Resellers are falling out of love with IPOs
Report by KPMG shows a steep fall in IPO activity this year, but there could still be an upturn
The market for Initial Public Offerings (IPO) in the UK declined by a massive 58 per cent last year, according to a report by KPMG.
The accountancy firm said that the market plummeted from £1.37bn to £569m, with fewer firms filing for
IPO. However, last year’s figures were reinforced by IPOs from telecoms firm Eircom and Halfords, which contributed a combined value of £851m.
Neil Austin, head of new issues at KPMG corporate finance, said: “Investor appetite is strong, but only for those with a compelling growth story. Five of the seven IPOs this year were in May and June, so we should expect to see a major upturn in activity during the second half of 2005.”
The report reveals similarities with an earlier KPMG report, which stated that the IPO market for 2005 was in “robust health”. (CRN, 11 April)
One of the most memorable IPOs of 2004 was the flotation of Google, which has so far raised roughly $84bn.
The UK Alternative Investment Market (AIM) has seen 148 new entrants since the end of May, raising a total of £1.25bn, according to KPMG. However, fewer than 15 per cent of the new entrants generated more than £20m, and the other 85 per cent raised an average value of £3m.
“The challenge for AIM will be to establish itself as the market of choice for European companies,” Austin said.

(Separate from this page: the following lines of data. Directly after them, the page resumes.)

PR #5969, opened 2026-08-14
perf(android): Use generated manifest metadata

romtsn:
## :scroll: Description
Use manifest metadata injected by the Sentry Android Gradle plugin when available. The existing PackageManager Bundle remains the fallback, and all existing runtime option precedence remains unchanged.

Reading ApplicationInfo metadata and converting every manifest option during startup showed up prominently in customer traces. The paired plugin change in getsentry/sentry-android-gradle-plugin#1405 resolves typed metadata from the final merged manifest and avoids that runtime work, reducing median SDK initialization time by 6.5% in the all-options benchmark.

Ran the ManifestMetadataReader release unit tests, including typed generated values, absent keys, auto-init, PackageManager fallback, and no Context access on the generated path. Also ran spotlessApply and apiDump.

## :pencil: Checklist
- [x] No new PII added or SDK only sends newly added PII if sendDefaultPII is enabled.

## :crystal_ball: Next steps

Release with getsentry/sentry-android-gradle-plugin#1405 to enable the generated path.


sentry-android-core/src/main/java/io/sentry/android/core/ManifestMetadataReader.java
```diff
@@ -18,13 +18,18 @@
...
 import org.jetbrains.annotations.ApiStatus;
 import org.jetbrains.annotations.NotNull;
 import org.jetbrains.annotations.Nullable;
 
 /** Class responsible for reading values from manifest and setting them to the options */
 final class ManifestMetadataReader {
 
+  // Populated by the Sentry Android Gradle plugin with manifest metadata resolved at build time.
+  // When set, it is authoritative: the manifest is not read at runtime.
+  static @Nullable Map<String, Object> buildTimeMetadata;
```
runningcode: I wonder if we should separate the data to a separate class that just holds the data. That would make refactorings of `ManifestMetadataReader` easier and separate the "reading" from the "data" holder concern.

romtsn: that's a great idea! However, I think the bytecode changes we're making from the gradle plugin side are very minimal (just a static field assignment), so we wouldn't gain too much by this (and I don't expect us to refactor this class in a way that it affects this static field)

sentry-android-core/src/main/java/io/sentry/android/core/ManifestMetadataReader.java
```diff
@@ -828,11 +856,21 @@ private static boolean readBool(
...
+      if (bundleValue == -1) {
+        bundleValue = ((Integer) ((Bundle) metadata).getInt(key, -1)).doubleValue();
+      }
+      value = bundleValue;
+    } else {
+      final Object raw = ((Map<?, ?>) metadata).get(key);
+      value =
+          raw instanceof Float
+              ? ((Float) raw).doubleValue()
+              : raw instanceof Integer ? ((Integer) raw).doubleValue() : -1;
```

Alastair Edwards, senior analyst at Canalys, said: “The figures are representative of the channel.
“The main issue is that it has become difficult for investors to gauge the value proposition in IT companies because their operations have become so complex.”
Edwards added that IPOs are beginning to fall out of favour with resellers as a way of raising funds.
“Resellers are more inclined to look for alternative sources of funding, such as private financing,” he said.